Table 1 Data layout under four recurrent event models with patient 1 having three events (at times 8, 12 and 26) and patient 2 having two events (at times 10, 18)

All of the above models are usually applied within a Cox model framework, although accelerated failure time methods may equally be used. These models are fitted using the same basis as standard approaches, with two exceptions: (1) a cluster effect is used to adjust the standard errors because patients are repeated in the study, and (2) the analysis is stratified – with the exception of the independent increment method – with the event type (for competing risks) or number (for recurrent events) defining the strata. Interaction effects between covariates and strata may be used to assess whether covariate effects vary across competing outcomes or event number. For example, Kay (1986) presents an example of a treatment that reduces the risk of death from one cause, but increases the risk of death from another.

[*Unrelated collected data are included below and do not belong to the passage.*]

PR #13036, opened 2026-07-27
feat(mcp): support VS Code-style variable interpolation in MCP server config

Onkar-Mane:
Adds support for `${workspaceFolder}`, `${workspaceFolderBasename}`, `${userHome}`, and `${env:VAR}` in MCP server `command`/`args`/`cwd`/`env`, resolved once right before the stdio process is spawned.

## Summary
- New `resolveMcpVariables` utility (`core/util/resolveMcpVariables.ts`) recursively resolves the variables in strings/arrays/objects, leaving unknown variables and `${{ secrets.X }}` untouched.
- Wired into `MCPConnection.constructStdioTransport`, the single choke point for all stdio MCP servers regardless of config source (YAML or JSON).
- Fixed `resolveCwd`'s absolute-path check to use `path.isAbsolute` instead of a Unix-only `charAt(0) === "/"` check, needed for `${workspaceFolder}`-derived Windows paths to be recognized correctly.
- `${workspaceFolder}` intentionally stays unresolved (rather than falling back to homedir) for remote workspaces, to avoid silently pointing configs at the wrong directory.

## Test plan
- [x] `core/util/resolveMcpVariables.test.ts` - 18 unit tests
- [x] `core/context/mcp/MCPConnection.vitest.ts` - new wiring/integration tests
- [x] `tsc --noEmit` clean
- [x] Manually verified in the Extension Development Host with a `.continue/mcpServers/*.yaml` using `${workspaceFolder}` in cwd/args/env

PR #13034, opened 2026-07-27
[Snyk] Security upgrade react-router-dom from 6.30.3 to 7.18.0

sestinj:
snyk-top-banner

#### Snyk changed the following file(s):

- `gui/package.json`

#### Vulnerabilities that will be fixed with an upgrade:

|  | Issue | Score | 
:-------------------------:|:-------------------------|:-------------------------
high severity | Open Redirect <br/>[SNYK-JS-REACTROUTER-18313144](https://snyk.io/vuln/SNYK-JS-REACTROUTER-18313144) | &nbsp;&nbsp;**641**&nbsp;&nbsp; 

#### Breaking Change Risk

Merge Risk: High

> **Notice:** This assessment is enhanced by AI.

---

> [!IMPORTANT]
>
> - Check the changes in this PR to ensure they won't cause issues with your project.
> - Max score is 1000. Note that the real score may have changed since the PR was raised.
> - This PR was automatically created by Snyk using the credentials of a real user.

---

**Note:** _You are seeing this because you or someone else with access to this repository has authorized Snyk to open fix PRs._

For more information: 
🧐 [View latest project report](https://app.snyk.io/org/continue-dev-inc.-default/project/c5fb30df-a06c-44cb-83af-5ada5ff6e4a9?utm_source&#x3D;github&amp;utm_medium&#x3D;referral&amp;page&#x3D;fix-pr)
📜 [Customise PR templates](https://docs.snyk.io/scan-using-snyk/pull-requests/snyk-fix-pull-or-merge-requests/customize-pr-templates?utm_source=github&utm_content=fix-pr-template)
🛠 [Adjust project settings](https://app.snyk.io/org/continue-dev-inc.-default/project/c5fb30df-a06c-44cb-83af-5ada5ff6e4a9?utm_source&#x3D;github&amp;utm_medium&#x3D;referral&amp;page&#x3D;fix-pr/settings)
📚 [Read about Snyk's upgrade logic](https://docs.snyk.io/scan-with-snyk/snyk-open-source/manage-vulnerabilities/upgrade-package-versions-to-fix-vulnerabilities?utm_source=github&utm_content=fix-pr-template)

---

**Learn how to fix vulnerabilities with free interactive lessons:**

🦉 [Open Redirect](https://learn.snyk.io/lesson/open-redirect/?source&#x3D;registry-oss-fix-pr&amp;loc&#x3D;fix-pr)

[...]

PR #13033, opened 2026-07-27
[Snyk] Security upgrade js-yaml from 4.1.1 to 5.2.2

sestinj:
snyk-top-banner

#### Snyk changed the following file(s):

- `extensions/cli/package.json`

#### Vulnerabilities that will be fixed with an upgrade:

|  | Issue | Score | 
:-------------------------:|:-------------------------|:-------------------------
high severity | Inefficient Algorithmic Complexity <br/>[SNYK-JS-JSYAML-18313070](https://snyk.io/vuln/SNYK-JS-JSYAML-18313070) | &nbsp;&nbsp;**828**&nbsp;&nbsp; 

#### Breaking Change Risk

Merge Risk: High

> **Notice:** This assessment is enhanced by AI.

---

> [!IMPORTANT]
>
> - Check the changes in this PR to ensure they won't cause issues with your project.
> - Max score is 1000. Note that the real score may have changed since the PR was raised.
> - This PR was automatically created by Snyk using the credentials of a real user.

---

**Note:** _You are seeing this because you or someone else with access to this repository has authorized Snyk to open fix PRs._

For more information: 
🧐 [View latest project report](https://app.snyk.io/org/continue-dev-inc.-default/project/e65f7c5c-f4c9-43c7-a439-4aa9a53f831f?utm_source&#x3D;github&amp;utm_medium&#x3D;referral&amp;page&#x3D;fix-pr)
📜 [Customise PR templates](https://docs.snyk.io/scan-using-snyk/pull-requests/snyk-fix-pull-or-merge-requests/customize-pr-templates?utm_source=github&utm_content=fix-pr-template)
🛠 [Adjust project settings](https://app.snyk.io/org/continue-dev-inc.-default/project/e65f7c5c-f4c9-43c7-a439-4aa9a53f831f?utm_source&#x3D;github&amp;utm_medium&#x3D;referral&amp;page&#x3D;fix-pr/settings)
📚 [Read about Snyk's upgrade logic](https://docs.snyk.io/scan-with-snyk/snyk-open-source/manage-vulnerabilities/upgrade-package-versions-to-fix-vulnerabilities?utm_source=github&utm_content=fix-pr-template)

---

**Learn how to fix vulnerabilities with free interactive lessons:**

🦉 [Learn about vulnerability in an interactive lesson of Snyk Learn.](https://learn.snyk.io/?loc&#x3D;fix-pr)

[...]

PR #13031, opened 2026-07-27
[Snyk] Security upgrade @electron/rebuild from 4.0.3 to 4.0.4

sestinj:
snyk-top-banner

#### Snyk changed the following file(s):

- `extensions/vscode/package.json`

#### Vulnerabilities that will be fixed with an upgrade:

|  | Issue | Score | 
:-------------------------:|:-------------------------|:-------------------------
high severity | Allocation of Resources Without Limits or Throttling <br/>[SNYK-JS-BRACEEXPANSION-18313044](https://snyk.io/vuln/SNYK-JS-BRACEEXPANSION-18313044) | &nbsp;&nbsp;**828**&nbsp;&nbsp; 

#### Breaking Change Risk

Merge Risk: Medium

> **Notice:** This assessment is enhanced by AI.

---

> [!IMPORTANT]
>
> - Check the changes in this PR to ensure they won't cause issues with your project.
> - Max score is 1000. Note that the real score may have changed since the PR was raised.
> - This PR was automatically created by Snyk using the credentials of a real user.

---

**Note:** _You are seeing this because you or someone else with access to this repository has authorized Snyk to open fix PRs._

For more information: 
🧐 [View latest project report](https://app.snyk.io/org/continue-dev-inc.-default/project/7ff64b12-9373-49d8-a6a5-70de1609223c?utm_source&#x3D;github&amp;utm_medium&#x3D;referral&amp;page&#x3D;fix-pr)
📜 [Customise PR templates](https://docs.snyk.io/scan-using-snyk/pull-requests/snyk-fix-pull-or-merge-requests/customize-pr-templates?utm_source=github&utm_content=fix-pr-template)
🛠 [Adjust project settings](https://app.snyk.io/org/continue-dev-inc.-default/project/7ff64b12-9373-49d8-a6a5-70de1609223c?utm_source&#x3D;github&amp;utm_medium&#x3D;referral&amp;page&#x3D;fix-pr/settings)
📚 [Read about Snyk's upgrade logic](https://docs.snyk.io/scan-with-snyk/snyk-open-source/manage-vulnerabilities/upgrade-package-versions-to-fix-vulnerabilities?utm_source=github&utm_content=fix-pr-template)

---

**Learn how to fix vulnerabilities with free interactive lessons:**

🦉 [Allocation of Resources Without Limits or Throttling](https://learn.snyk.io/lesson/no-rate-limiting/?source&#x3D;registry-oss-fix-pr&amp;loc&#x3D;fix-pr)

[...]

PR #13037, opened 2026-07-27
fix(core): recognise Windows backslash paths in grep_search output

### LINKED ISSUE #13027: grep_search tool returns no results on Windows due to backslash path separator in ripgrep output

### Relevant environment info

```Markdown
- OS: Windows 7
- Continue version: v2.0.0
- IDE version: VSCodium 1.116.02821
- Model: Unsloth Studio Local
```

### Description

The grep_search agent tool always returns "The search returned no results" on Windows, even when ripgrep finds matches. If I use Process Monitor to catch rg.exe being run, and run it manually, I get search results. If I search the same string in VSCode I also get search results. 

The bug is in `core/util/grepSearch.ts` in `formatGrepSearchResults`. The parser checks for file header lines using:

> if (line.startsWith("./") || line === "--") {

On Windows, ripgrep outputs paths with backslashes (.\templates\foo\bar.tpl) instead of forward slashes (./templates/foo/bar.tpl). The startsWith("./") check never matches, so numResults stays 0 and all results are silently discarded despite the content being present.

I added `|| line.startsWith(".\\")` to this check, and now I get the search results I expect.

### To reproduce

1. Ask the agent to search for a string that exists in the codebase using the grep_search tool
2. Observe "The search returned no results" even though the string is present

### Log output

```Shell

```

guillaume-flambard:
## Problem

Fixes #13027.

`grep_search` always returns "The search returned no results" on Windows, even when ripgrep finds matches (verified by the reporter with Process Monitor: `rg.exe` runs and returns results, but the tool reports none).

## Root cause

`formatGrepSearchResults` in `core/util/grepSearch.ts` detects ripgrep file-heading lines with:

```ts
if (line.startsWith("./") || line === "--") {
```

ripgrep emits headings as the relative path — `./dir/file` on POSIX, but `.\dir\file` on Windows. The `startsWith("./")` check never matches the Windows form, so no line is counted as a heading, `numResults` stays `0`, and every match is silently discarded. Diagnosed precisely in the issue by @SpikedCola.

## Fix

Also accept the `.\` prefix:

```ts
if (line.startsWith("./") || line.startsWith(".\\") || line === "--") {
```

POSIX `./` headings and the `--` context separator are unchanged.

## Tests

Added a unit test in `core/util/grepSearch.vitest.ts` that feeds backslash-separated ripgrep output and asserts `numResults > 0` and the filenames are present — it fails before the change (0 results) and passes after.

I verified the header-detection logic in isolation (the Windows heading goes from unrecognised → recognised, POSIX and `--` still recognised). I don't have a Windows machine to run the full agent end-to-end, but the parser is pure and the added test covers the regression in CI.

### DIFF
--- a/core/util/grepSearch.ts
+++ b/core/util/grepSearch.ts
@@ -57,7 +57,9 @@ export function formatGrepSearchResults(
 
   let resultLines: string[] = [];
   for (const line of results.split("\n").filter((l) => !!l)) {
-    if (line.startsWith("./") || line === "--") {
+    // ripgrep headings start with the relative path: "./" on POSIX, ".\" on Windows.
+    // Only checking "./" silently discarded every match on Windows (#13027).
+    if (line.startsWith("./") || line.startsWith(".\\") || line === "--") {
       processResult(resultLines); // process previous result
       resultLines = [line];
       numResults++;
--- a/core/util/grepSearch.vitest.ts
+++ b/core/util/grepSearch.vitest.ts
@@ -215,3 +215,21 @@ test("decreases indentation when original is more than 2 spaces", () => {
   expect(result.formatted).toContain("    tooMuchIndent();");
   expect(result.formatted).toContain("  }");
 });
+
+test("parses Windows ripgrep output with backslash path separators", () => {
+  // On Windows, ripgrep emits headings like `.\dir\file.ext` instead of `./dir/file.ext`.
+  // The parser must recognise those as file headers, otherwise every match is discarded (#13027).
+  const windowsOutput = [
+    ".\\src\\program.cs",
+    '        Console.WriteLine("Hello World!");',
+    "--",
+    ".\\test\\calc.kt",
+    "    fun subtract(number: Double): Test {",
+  ].join("\n");
+
+  const result = formatGrepSearchResults(windowsOutput);
+
+  expect(result.numResults).toBeGreaterThan(0);
+  expect(result.formatted).toContain("program.cs");
+  expect(result.formatted).toContain("calc.kt");
+});


SpikedCola:

guillaume-flambard:

guillaume-flambard:
Heads-up on CI: `jetbrains-tests` is red here, but it's red on every other open PR right now too (#13036, #13034, #13033, #13032, #13031) — a pre-existing failure unrelated to this change. This PR only touches `core/util/grepSearch.ts` (pure TS parsing); `core-checks`, which runs the grep unit tests including the new backslash-path case, is green. The `build-and-upload-vsix (darwin)` cancel and `require-all-checks-to-pass` failure are both cascades from that jetbrains job.

LHMQ878:
Nice find — this is the site the issue names and your diagnosis of it is right.

Heads-up that the same `./` assumption appears in three more places, so this fix on its own leaves the tool broken on Windows in one mode. I've opened #13042 for the remainder rather than touching yours:

- `splitGrepResultsByFile` (`core/tools/implementations/grepSearch.ts`) matches headings with `/^\.\/([^\n]+)$/gm`. With `splitByFile: true`, your fix moves Windows from *"no results"* to **returning an empty array of context items** — arguably worse, since it reads as a successful call.
- That function's captured path becomes a `type: "file"` ContextItem URI, which gets glob-matched for rule application — a backslash escapes in a glob, so `src\calc.ts` matches nothing.
- The `maxResults` truncation in `extensions/vscode/src/VsCodeIde.ts` splits on `(\n--|\n\.\/)` and finds no boundaries on Windows.

#13042 pulls the predicate into a shared `isGrepResultPathLine()` + `GREP_RESULT_PATH_PREFIX_SOURCE` in `core/util/grepSearch.ts` so the sites can't drift apart again, which means it overlaps your one-line change. Your PR is first — if maintainers merge it, I'll rebase mine and drop that hunk. Entirely happy the other way round too, or to fold everything into yours if you'd prefer to carry it. Just flagging so neither of us gets closed as a duplicate.

guillaume-flambard:
Thanks @LHMQ878, this is a great catch and your breakdown is exactly right. I only fixed the detection in `formatGrepSearchResults`, and you are correct that with `splitByFile: true` that leaves the tool returning an empty result set on Windows, which reads as success and is arguably worse than the original "no results". The glob backslash-escaping and the `VsCodeIde.ts` `maxResults` split are both real too.

Pulling the predicate into a shared `isGrepResultPathLine()` + `GREP_RESULT_PATH_PREFIX_SOURCE` in `core/util/grepSearch.ts` is the right call so these four sites can't drift apart again. I am happy to keep this PR minimal and let it merge first, then you rebase #13042 and fold my one-liner into the shared helper. If the maintainers would rather have it all in one place, I am also fine closing this in favour of #13042 and having the fix land there. Whatever keeps it clean and avoids a duplicate on your side.

Either way, thanks for opening #13042 and flagging it here rather than quietly overlapping. Ping me if a review on it would help.

LHMQ878:
Thanks for the generous reply, and for offering either way — my vote is your **first** option: **land #13037 as-is, I rebase #13042 on top.** Reasons, in order of how much they matter:

1. **You found it first.** #13037 predates #13042 by ~18h and correctly identifies the site the issue names. That should be in the history as yours.
2. **Your PR is the low-risk half.** One predicate widened, with a test. It can go in on its own review budget. #13042 touches a context-item URI shape and a VS Code truncation path — that deserves separate scrutiny and shouldn't hold up the fix for the reported symptom.
3. **The rebase is cheap on my side.** Your line becomes `isGrepResultPathLine(line)`; the helper and `GREP_RESULT_PATH_PREFIX_SOURCE` land in #13042 with the other three sites. One-line conflict, and I'll keep your comment text — it explains the `#13027` link better than mine did.

One thing worth flagging to whoever triages this: there is now a **third** PR on the same line. #13043 (opened this morning) changes `core/util/grepSearch.ts:60` to exactly

```diff
-    if (line.startsWith("./") || line === "--") {
+    if (line.startsWith("./") || line.startsWith(".\\") || line === "--") {
```

which is character-identical to yours minus the comment. So #13037 and #13043 are true duplicates of each other, and #13042 is the superset. Cleanest outcome is probably: merge #13037, close #13043 as a duplicate of it, then review #13042 for the remaining three sites. I have no stake in which of #13037/#13043 wins — I'm flagging it only so a maintainer doesn't merge one and then get a confusing conflict from the other.

On CI, for anyone reading this thread: your read is right and it has not changed. `jetbrains-tests` fails on `Autocomplete.kt:42` on every open PR I sampled, including the maintainers' own automated dependency bumps (#13034, #13033, #13032, all by @sestinj). It's a JetBrains UI starter test that needs a live completion; nothing in any of these three PRs can reach it. `require-all-checks-to-pass` is just its aggregator.

And yes — a review on #13042 would genuinely help, especially the `filepath.replace(/\\/g, "/")` in `splitGrepResultsByFile`. That normalisation is the one judgement call in the PR rather than a mechanical widening: those strings become `file` context-item URIs which get glob-matched for rule application, and in a glob a backslash is an escape character, not a separator. I believe normalising is correct there, but it is the part I'd most want a second opinion on.

guillaume-flambard:
Status note for reviewers: core/vscode checks are green. The failing `jetbrains-tests` / win32 VSIX jobs look unrelated (Autocomplete e2e flake / infra — same pattern on other recent PRs). Agreed with @LHMQ878 to land this detection fix as-is; their #13042 covers the remaining Windows path sites.

guillaume-flambard:
The red check here is `jetbrains-tests`, failing on `Autocomplete > testAutocomplete()` (`Autocomplete.kt:42`). This PR touches `core/` path parsing in `grep_search` output and does not go near that path.

It is also not specific to this PR: 29 of the last 30 `PR Checks` runs on the repo are red, including runs on `main` and on your own `snyk-fix-*` branches. The branch is up to date with `main`, which has not moved since 21 July, so there is nothing to rebase here.

Ready for review whenever the CI settles. Say the word if you want me to rebase onto another branch.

More thorough reviews of the above (and other related) methods can be found in Hosmer and Lemeshow (1999), and Therneau and Grambsch (2000). These modelling procedures are generally only a little more difficult than for single-event data, and software is widely available. As with any statistical model though, it is still important to assess its adequacy and fit. In each case, the choice of the best method of analysis will depend on the disease in question and the goals of the analysis. However, the aims such as those described here can often be highly relevant, and where this is the case these methods should be strongly considered.


Most analyses of survival data use primarily Kaplan–Meier plots, logrank tests and Cox models. We have described the rationale and interpretation of each method in previous papers of this series, but here we have sought to highlight some of their limitations. We have also suggested alternative methods that can be applied when either the data or a given model is deficient, or when more difficult or specific problems are to be addressed. For example, analysis of recurrent events can make an important contribution to the understanding of the survival process, and so investigating repeat cancer relapses may be more informative than concentrating only on the time until the first. More fundamentally, missing data are a common issue in data collection that in some cases can seriously flaw a proposed analysis. Such considerations may be highly relevant to the analysis of a data set, but are rarely mentioned in the analysis of survival data. One possible reason for this is a perceived lack of computer software, but many of the approaches discussed here are currently incorporated into existing commercial statistical packages (e.g. SAS, S-Plus, Stata) and freeware (e.g. R). On the other hand, the desire may be to ‘keep things simple for the readership’. This view is reasonable, but is valid only where a simple analysis adequately represents the survival experience of patients in the study. Ensuring the analyses are appropriate is therefore crucial. More advanced survival methods can derive more information from the collected data; their use may admittedly convey a less straightforward message, but at the same time could allow a better understanding of the survival process.

The aim of this series has been to aid awareness, understanding and interpretation of the many and varied methods that constitute the analysis of survival data. It is paramount that analyses are performed in the knowledge of the assumptions that are made therein, and the more complex methods, in particular, are best applied by a statistician.